(Stored data)
PR #1484, opened 2026-08-03
docs: remove the remaining private-repo references and links (#1469 follow-up)

JFK:
#1469 scrubbed one spelling of the consumer's repository name. **A second
spelling was used elsewhere in the tree and survived** — that scrub grepped the
first one literally, so it never matched.

21 occurrences across 13 files: backend docstrings, two public contract
documents, an RFC, and infra comments. **Four are full GitHub URLs into the
private repository**, one of them a direct issue link.

## Approach

Option B of three considered:

| | |
|---|---|
| A | backend source only — leaves the URLs, which are the actual trail |
| **B (this)** | sever names + URLs everywhere; keep every document's substance |
| C | rewrite the documents' content too, including the RFC |

The two contract documents exist **to specify the integration**, so
genericizing their content would defeat their purpose. Only the identifying
references change — the specifications, tables and rules are untouched.

The RFC keeps its historical record; only the consumer's name becomes its role.

## Deliberately not changed

`BRIDGE_WORKER_CONTAINER`'s default still carries the container name. That is a
deployment fact rather than a repository reference, and removing it would break
the color flip on any host whose env has not been updated first — the same
ordering hazard #1483 called out. Doing it safely means updating the host env in
the same change; worth doing, not worth risking a silent flip regression for.

## Verification

`git ls-files | grep` for either spelling and for `github.com/<org>/<private>`
now returns nothing. No executable line changed; backend tests for the touched
modules pass (34); `ruff check` clean.

## Note on recurrence

This is the second scrub. There is **no CI gate**, and the references keep
coming back for a structural reason: a comment explaining *why* a guard exists
naturally names the system the guard protects against. A `grep` gate in CI would
end the class — happy to add one if wanted.

https://claude.ai/code/session_01HZpvFKGhBZrEQ4jyFRpTwJ

### DIFF
--- a/.env.example
+++ b/.env.example
@@ -109,7 +109,7 @@ AUDIT_PSEUDO_SALT=kagura-erasure-v1
 AUDIT_HMAC_KEY=change-me-audit-hmac-key
 
 # -----------------------------------------------------------------------------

→ What you need to do: Copy out the range of lines above starting at the line with "genericizing their content" and ending at the line with "end the class — happy to add one if wanted.", exactly and including both.

→ Your solution:
genericizing their content would defeat their purpose. Only the identifying
references change — the specifications, tables and rules are untouched.

The RFC keeps its historical record; only the consumer's name becomes its role.

## Deliberately not changed

`BRIDGE_WORKER_CONTAINER`'s default still carries the container name. That is a
deployment fact rather than a repository reference, and removing it would break
the color flip on any host whose env has not been updated first — the same
ordering hazard #1483 called out. Doing it safely means updating the host env in
the same change; worth doing, not worth risking a silent flip regression for.

## Verification

`git ls-files | grep` for either spelling and for `github.com/<org>/<private>`
now returns nothing. No executable line changed; backend tests for the touched
modules pass (34); `ruff check` clean.

## Note on recurrence

This is the second scrub. There is **no CI gate**, and the references keep
coming back for a structural reason: a comment explaining *why* a guard exists
naturally names the system the guard protects against. A `grep` gate in CI would
end the class — happy to add one if wanted.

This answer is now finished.